*** DATA UNDER STUDY Section Begins ***
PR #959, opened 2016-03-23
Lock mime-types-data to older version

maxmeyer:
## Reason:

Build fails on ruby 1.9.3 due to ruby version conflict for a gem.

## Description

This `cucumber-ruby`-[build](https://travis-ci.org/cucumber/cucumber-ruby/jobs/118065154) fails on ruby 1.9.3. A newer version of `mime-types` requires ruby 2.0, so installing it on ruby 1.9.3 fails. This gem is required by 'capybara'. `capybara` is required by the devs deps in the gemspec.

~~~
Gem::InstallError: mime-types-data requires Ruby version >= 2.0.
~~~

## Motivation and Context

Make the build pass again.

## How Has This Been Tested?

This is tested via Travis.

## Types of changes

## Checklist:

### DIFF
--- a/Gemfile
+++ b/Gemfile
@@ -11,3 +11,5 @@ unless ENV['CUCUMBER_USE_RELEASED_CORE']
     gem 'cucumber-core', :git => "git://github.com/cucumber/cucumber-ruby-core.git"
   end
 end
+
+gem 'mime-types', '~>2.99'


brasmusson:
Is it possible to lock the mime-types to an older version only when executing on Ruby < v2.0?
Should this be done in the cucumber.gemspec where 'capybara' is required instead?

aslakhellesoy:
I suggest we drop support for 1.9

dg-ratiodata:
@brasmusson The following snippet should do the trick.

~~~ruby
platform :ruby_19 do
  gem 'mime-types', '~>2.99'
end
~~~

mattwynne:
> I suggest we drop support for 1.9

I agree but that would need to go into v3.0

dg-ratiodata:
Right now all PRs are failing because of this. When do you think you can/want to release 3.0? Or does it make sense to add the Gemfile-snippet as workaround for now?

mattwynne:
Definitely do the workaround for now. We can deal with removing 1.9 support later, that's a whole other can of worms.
*** DATA UNDER STUDY Section Ends ***
*** DATA UNDER STUDY Section Begins ***
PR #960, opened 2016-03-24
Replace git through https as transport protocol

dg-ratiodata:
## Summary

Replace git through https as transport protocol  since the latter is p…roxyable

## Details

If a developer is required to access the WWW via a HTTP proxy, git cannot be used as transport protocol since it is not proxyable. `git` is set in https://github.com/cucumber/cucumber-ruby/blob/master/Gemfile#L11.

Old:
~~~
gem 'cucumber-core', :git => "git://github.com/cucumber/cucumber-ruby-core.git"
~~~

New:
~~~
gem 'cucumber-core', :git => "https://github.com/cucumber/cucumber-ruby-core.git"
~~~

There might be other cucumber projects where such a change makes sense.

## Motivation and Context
*** DATA UNDER STUDY Section Ends ***
YOUR TASK: Among the records above, extract exactly the lines from the line with "Build fails on" to the line with "Definitely do the", both lines included, and leave out the rest.

SOLUTION FOR THIS EXERCISE:
Build fails on ruby 1.9.3 due to ruby version conflict for a gem.

## Description

This `cucumber-ruby`-[build](https://travis-ci.org/cucumber/cucumber-ruby/jobs/118065154) fails on ruby 1.9.3. A newer version of `mime-types` requires ruby 2.0, so installing it on ruby 1.9.3 fails. This gem is required by 'capybara'. `capybara` is required by the devs deps in the gemspec.

~~~
Gem::InstallError: mime-types-data requires Ruby version >= 2.0.
~~~

## Motivation and Context

Make the build pass again.

## How Has This Been Tested?

This is tested via Travis.

## Types of changes

## Checklist:

### DIFF
--- a/Gemfile
+++ b/Gemfile
@@ -11,3 +11,5 @@ unless ENV['CUCUMBER_USE_RELEASED_CORE']
     gem 'cucumber-core', :git => "git://github.com/cucumber/cucumber-ruby-core.git"
   end
 end
+
+gem 'mime-types', '~>2.99'


brasmusson:
Is it possible to lock the mime-types to an older version only when executing on Ruby < v2.0?
Should this be done in the cucumber.gemspec where 'capybara' is required instead?

aslakhellesoy:
I suggest we drop support for 1.9

dg-ratiodata:
@brasmusson The following snippet should do the trick.

~~~ruby
platform :ruby_19 do
  gem 'mime-types', '~>2.99'
end
~~~

mattwynne:
> I suggest we drop support for 1.9

I agree but that would need to go into v3.0

dg-ratiodata:
Right now all PRs are failing because of this. When do you think you can/want to release 3.0? Or does it make sense to add the Gemfile-snippet as workaround for now?

mattwynne:
Definitely do the workaround for now. We can deal with removing 1.9 support later, that's a whole other can of worms.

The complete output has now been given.